De zaak is behandeld ter terechtzitting met gesloten deuren van 20
september 1994.

Nadien zijn beide partijen nader stukken ter griffie van deze rechtbank
binnengekomen.

2. Vaststaande feiten

Mede blijkens de overgelegde stukken staat het volgende tussen partijen
vast; -zij zijn op 5 oktober 1992 te Baarn op huwelijkse voorwaarden
met elkaar gehuwd; -het huwelijk is duurzaam ontwricht; -de vrouw heeft
de Nederlandse en de man de Duitse nationaliteit; -uit hun huwelijk is
geboren het in het verzoekschrift genoemde kind.

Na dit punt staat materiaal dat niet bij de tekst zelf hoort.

PR #27, opened 2021-02-17
Configuration system change

TheTerrasque:
This creates a more modular and abstract, and more static typed configuration that doesn't rely on typing strings correctly everywhere. It can also take configuration from multiple sources, and should be easier to work with server-pushed configuration in a possible future feature.

To create a new section:
  1. Create a new file and class in Configurations/Sections folder
  2. Have it inherit BaseConfig with T of the new class created
  3. refer it in Configurations/Configuration.cs
  4. Add a line to load the section in Configfurations/ConfigurationExtra LoadIni function

To create a new option, either set it in the class, or refer to it where you need it and let VS create it for you. In most cases, VS can see which data type it should be and what access it should have.

To access a configuration entry use Configuration.Current.<Section>.<Property> - to check if the section is active use the bool Configuration.Current.<Section>.IsEnabled

I would like to get rid of step 4 for creating a new section, and would also like to have a shorter name path to refer to the configuration. But haven't found a good solution there yet. Maybe having a base class for handlers could help here.

Changes:

- All sections needs a "enabled=true" entry to be active. Previously that wasn't done for hotkeys
- Hotkeys for advanced building and editing mode is moved to their respective section. Previously they were all in hotkeys section
- Most settings have a default value set (all of 0.5 settings, some 0.6 settings) and can be omitted from the configuration if user doesn't want to change it.


nxPublic:
Thank you so much my man ❤️ 

I'll keep you updated on discord about questions that i might have 👍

3. Beoordeling van het verzochte

3.1. Uit de overgelegde stukken blijkt dat de vrouw sedert meer dan zes
maanden in Nederland woonplaats heeft, zodat de Nederlandse rechter op
grond van artikel 814 Rv bevoegd is om over het echtscheidingsverzoek
te oordelen.

3.2. Nu de vrouw heeft gekozen voor toepassing van Nederlands recht en
zulks door de man niet is weersproken, zal op het onderhavige
echtscheidingsverzoek Nederlands recht worden toegepast.

3.3. Op grond van de vaststaande feiten kan het verzoek tot
echtscheiding worden toegewezen.

3.4. De rechtbank is voorts bevoegd om van het verzoek om toekenning
aan de vrouw van een bijdrage in haar levensonderhoud kennis te nemen.
Op grond van het Haags Alimentatieverdrag 1973 zal de rechtbank op dit
verzoek hetzelfde recht toepassen als zij op het echtscheidingsverzoek
heeft toegepast.

3.5. Nu het kind haar gewone verblijfplaats in Nederland heeft, is de
rechtbank op grond van het Haags Kinderbeschermingsverdrag bevoegd in
het gezag over haar te voorzien. Zij zal dat op de voet van datzelfde
verdrag doen naar Nederlands recht.

3.6. De rechtbank is verder bevoegd om ten behoeve van het kind een
bijdrage in haar kosten van verzorging en opvoeding te bepalen. Op dit
verzoek past de rechtbank op grond van het Haags Alimentatieverdrag
1973 hetzelfde recht toe als zij op het echtscheidingsverzoek heeft
toegepast.

3.7. De rechtbank zal voorts de regeling van het gezag over en de
bijdrage ten behoeve van het na te noemen minderjarige kind van
partijen uitspreken gelijk verzocht, nu deze regeling het meest in het
belang van de minderjarige moet worden geacht, en partijen blijkens de
overgelegde stukken overeenstemming hebben bereikt omtrent deze
gezagsregeling en de bijdrage.

3.8. Partijen hebben ter terechtzitting overeenstemming bereikt over
een omgangsregeling van eenmaal per maand, nader in onderling overleg
te regelen. De rechtbank zal dienovereenkomstig beslissen.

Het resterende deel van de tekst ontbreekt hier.